* [Records supplied]
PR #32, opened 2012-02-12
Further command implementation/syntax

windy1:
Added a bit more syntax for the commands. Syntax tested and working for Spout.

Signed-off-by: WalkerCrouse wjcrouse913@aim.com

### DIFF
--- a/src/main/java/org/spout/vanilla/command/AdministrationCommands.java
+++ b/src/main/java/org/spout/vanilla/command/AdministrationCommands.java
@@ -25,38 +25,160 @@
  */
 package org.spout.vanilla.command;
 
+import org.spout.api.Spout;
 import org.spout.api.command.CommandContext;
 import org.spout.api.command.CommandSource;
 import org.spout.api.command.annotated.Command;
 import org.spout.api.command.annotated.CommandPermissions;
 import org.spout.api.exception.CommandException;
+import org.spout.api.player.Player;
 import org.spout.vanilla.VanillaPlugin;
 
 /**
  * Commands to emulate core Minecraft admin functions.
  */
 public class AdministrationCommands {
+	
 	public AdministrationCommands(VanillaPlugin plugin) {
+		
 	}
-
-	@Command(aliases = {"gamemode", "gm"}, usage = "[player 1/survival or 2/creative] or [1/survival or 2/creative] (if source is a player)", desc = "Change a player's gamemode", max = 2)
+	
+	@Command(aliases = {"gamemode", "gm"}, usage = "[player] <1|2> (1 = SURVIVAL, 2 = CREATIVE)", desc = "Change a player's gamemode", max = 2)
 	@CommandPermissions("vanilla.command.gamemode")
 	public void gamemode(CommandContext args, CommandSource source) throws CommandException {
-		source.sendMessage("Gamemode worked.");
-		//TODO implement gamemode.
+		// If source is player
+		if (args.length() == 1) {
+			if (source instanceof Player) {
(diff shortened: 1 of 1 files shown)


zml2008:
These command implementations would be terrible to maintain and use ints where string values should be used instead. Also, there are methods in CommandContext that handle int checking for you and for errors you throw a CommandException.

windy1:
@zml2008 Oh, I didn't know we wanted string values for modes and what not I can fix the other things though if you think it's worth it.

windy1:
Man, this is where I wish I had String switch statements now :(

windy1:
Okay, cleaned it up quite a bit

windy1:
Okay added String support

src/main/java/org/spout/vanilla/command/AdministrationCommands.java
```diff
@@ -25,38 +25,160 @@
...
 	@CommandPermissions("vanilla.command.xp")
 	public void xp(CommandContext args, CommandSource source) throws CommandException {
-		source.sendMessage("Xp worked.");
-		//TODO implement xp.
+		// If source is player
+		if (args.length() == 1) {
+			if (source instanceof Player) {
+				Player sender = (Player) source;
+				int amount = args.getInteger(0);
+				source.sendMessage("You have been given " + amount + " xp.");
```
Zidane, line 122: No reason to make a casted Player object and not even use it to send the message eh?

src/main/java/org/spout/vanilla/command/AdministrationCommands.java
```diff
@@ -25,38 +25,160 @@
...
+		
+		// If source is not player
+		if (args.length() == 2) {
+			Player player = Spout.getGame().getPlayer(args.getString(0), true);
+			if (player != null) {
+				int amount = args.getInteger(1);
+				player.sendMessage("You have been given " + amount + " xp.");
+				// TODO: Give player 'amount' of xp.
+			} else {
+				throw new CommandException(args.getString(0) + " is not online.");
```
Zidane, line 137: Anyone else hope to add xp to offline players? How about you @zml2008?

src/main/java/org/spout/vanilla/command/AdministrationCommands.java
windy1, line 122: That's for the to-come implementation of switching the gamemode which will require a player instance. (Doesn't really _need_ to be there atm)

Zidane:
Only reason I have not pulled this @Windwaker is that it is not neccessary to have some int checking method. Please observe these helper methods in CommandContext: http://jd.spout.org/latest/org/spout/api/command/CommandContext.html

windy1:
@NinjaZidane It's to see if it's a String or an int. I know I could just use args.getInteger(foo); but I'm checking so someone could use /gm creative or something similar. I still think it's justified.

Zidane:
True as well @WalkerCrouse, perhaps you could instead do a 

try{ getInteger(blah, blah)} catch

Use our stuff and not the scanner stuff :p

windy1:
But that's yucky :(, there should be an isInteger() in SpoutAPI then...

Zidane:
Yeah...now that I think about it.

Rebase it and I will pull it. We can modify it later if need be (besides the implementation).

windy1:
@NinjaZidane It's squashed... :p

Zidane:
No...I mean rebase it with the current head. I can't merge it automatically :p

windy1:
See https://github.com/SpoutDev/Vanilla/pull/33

* [Task statement] Going through the entries above, show each line that contains "public".

* [The answer]
 public class AdministrationCommands {
 	public AdministrationCommands(VanillaPlugin plugin) {
 	public void gamemode(CommandContext args, CommandSource source) throws CommandException {
 	public void xp(CommandContext args, CommandSource source) throws CommandException {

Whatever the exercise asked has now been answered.